Low-intensity exercise to lose weight easily and lose 10 pounds in January
It turns out that excessive exercise can lead to a decrease in weight-loss protein, so let's have some relaxing low-level exercise to make weight-loss a simple matter. You can easily lose weight with a low level of exercise. You can lose 10 pounds in 8 weeks.
8-week low-exercise weight-loss calendar: combines the simplest exercises such as running, walking, and cycling. Lose 10 pounds of fat in 8 weeks.
Weather conditions: Go for outdoor sports on sunny days, and you can also do it on a treadmill, bicycle or dynamic bicycle on rainy days.
Physical condition: 5 minutes of low-intensity warm-up before the start of each activity; 5 minutes of low-intensity cardiopulmonary exercise before the end of the exercise, then stretch the lower body and back muscles, and hold each stretch for 30 seconds.
Special care: Menstruation turns all running into graceful walking. Pay attention to supplementing rich iron and fiber foods.
One week after the end of menstruation: At this time, a large amount of estrogen is secreted. Not only are you in a happy mood, but the entire physiological cells are also active. The digestion, absorption and metabolism are also fast. Both physiology and psychology are at their peak.
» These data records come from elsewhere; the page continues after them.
PR #6664, opened 2024-09-19
Add ruff formating to .git-blame-ignore-revs

MatthewFlamm:
### Overview

Added commit from #6607, #6632, and #6657 to `.git-blame-ignore-revs`

### Details

Also added PR link to each existing commit listed for easier cross reference.

### DIFF
--- a/.git-blame-ignore-revs
+++ b/.git-blame-ignore-revs
@@ -11,5 +11,9 @@ a26a52d037a265774be0ca06bb141e3346e73ad0
 635052d1bce8615fcc4879f5f200921a4f78aa1a
 
 # ruff formatting
+# https://github.com/pyvista/pyvista/pull/6607
+7c4166477b875d40e4650b102f67a29a40c2d8f2
+# https://github.com/pyvista/pyvista/pull/6632
+7f8ba86bbe07f85380937bc8d7561775e6a1d4d8
 # https://github.com/pyvista/pyvista/pull/6657
 c0396f73936e1772bc86bde7438e10b9ad19547b
--- a/.git-blame-ignore-revs
+++ b/.git-blame-ignore-revs
@@ -1,7 +1,15 @@
 # enforce unified code style with black
+# https://github.com/pyvista/pyvista/pull/2180
 28914fc2236cd5850f536b151d0ef383855d8519
+# https://github.com/pyvista/pyvista/pull/2212
 db0691cfb6b033e55664ffba25deb456a386a48c
 
 # enforce unified code style in our documentation with blackdoc
+# https://github.com/pyvista/pyvista/pull/4119
 a26a52d037a265774be0ca06bb141e3346e73ad0
+# https://github.com/pyvista/pyvista/pull/4129
 635052d1bce8615fcc4879f5f200921a4f78aa1a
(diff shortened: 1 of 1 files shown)


MatthewFlamm:
There are more ruff related commits, but some were either small number of lines or had more substantial changes than formatting.  The pytest parantheses commit change is innocuous enough to include here IMO.

.git-blame-ignore-revs
```diff
@@ -1,7 +1,19 @@
...
+# https://github.com/pyvista/pyvista/pull/4119
 a26a52d037a265774be0ca06bb141e3346e73ad0
+# https://github.com/pyvista/pyvista/pull/4129
 635052d1bce8615fcc4879f5f200921a4f78aa1a
+
+# ruff formatting
+# https://github.com/pyvista/pyvista/pull/6607
+7c4166477b875d40e4650b102f67a29a40c2d8f2
+# https://github.com/pyvista/pyvista/pull/6632
+7f8ba86bbe07f85380937bc8d7561775e6a1d4d8
```
tkoyama010, line 17: I learned from https://github.com/pyvista/pyvista/pull/5059#issuecomment-1760334221 that the criterion for adding to .git-blame-ignore-revs is whether or not it is automatically formatted, rather than the number of lines. For that reason, I think it would be better to delete this commit as it is human handed change.
```suggestion
```

.git-blame-ignore-revs
```diff
@@ -1,7 +1,19 @@
 # enforce unified code style with black
+# https://github.com/pyvista/pyvista/pull/2180
```
tkoyama010, line 2: It's good idea to add link of PR.

tkoyama010 (changes requested):

tkoyama010 (approved):
LGTM

adeak:
Thanks for doing this, and being careful, and thanks @tkoyama010 for the heads-up.

I'm also a bit wary of the remaining PRs. In #6657 we have https://github.com/pyvista/pyvista/pull/6657/files#diff-50c86b7ed8ac2cf95bd48334961bf0530cdc77b5a56f852c5c61b89d735fd711R290 and a bit too many commits, e.g. https://github.com/pyvista/pyvista/pull/6657/commits/d0692aadb393f43517609b6c72125ab301fba903 (but such changes seem to have been reverted).

Similarly, in #6607 we have https://github.com/pyvista/pyvista/pull/6607/files#diff-63a9c44a44acf85fea213a857769990937107cf072831e1a26808cfde9d096b9R98. Losing the respective config change in `git blame` might not be ideal.

Unfortunately with the squash merge model we use it's hard to end up with a pure-formatting commit accidentally. One has to go out of their way to craft PRs such that they are autoformatting-only, specifically with ignore-revs files in mind. While I love the feature, it's purely for convenience, and non-autoformat (non-auto or non-format) changes being caught up and hidden in the blame is a much larger risk in my opinion.

MatthewFlamm:
Hmmm I see what you mean about the config change.  The alternative is also annoying to have these formatting commits clog up the blame.  Neither is great with the merge model.

I will close this PR if you agree @tkoyama010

During this week's practice, appropriately increase the intensity or extend the time. Coupled with diet control, you can achieve twice the result with half the effort.
Exercise attitude: If you feel tired at first, reduce the intensity or time of practice a little. If you don't want to run, go.
Exercise intensity: It is comfortable and physical strength is not overdrawn, and feels comfortable and not tired. Moderate A little breathless, but I was able to hold on for the recommended time. I couldn't breathe at all and wouldn't last for 3 minutes.
Supplementary reading:
Physical feeling of low-level exercise: Low-level exercise pursues a rise in body temperature rather than a violent heartbeat. The simplest Fang Li looks in the mirror or touches your face to see if it feels hot. As body temperature rises, appetite usually decreases, and otherwise appetite increases. Exercise requirements for low-level exercise: Continuously change the exercise frequency, play a game of hide-and-seek with the body, and maintain the excitement of the body throughout the weight loss process.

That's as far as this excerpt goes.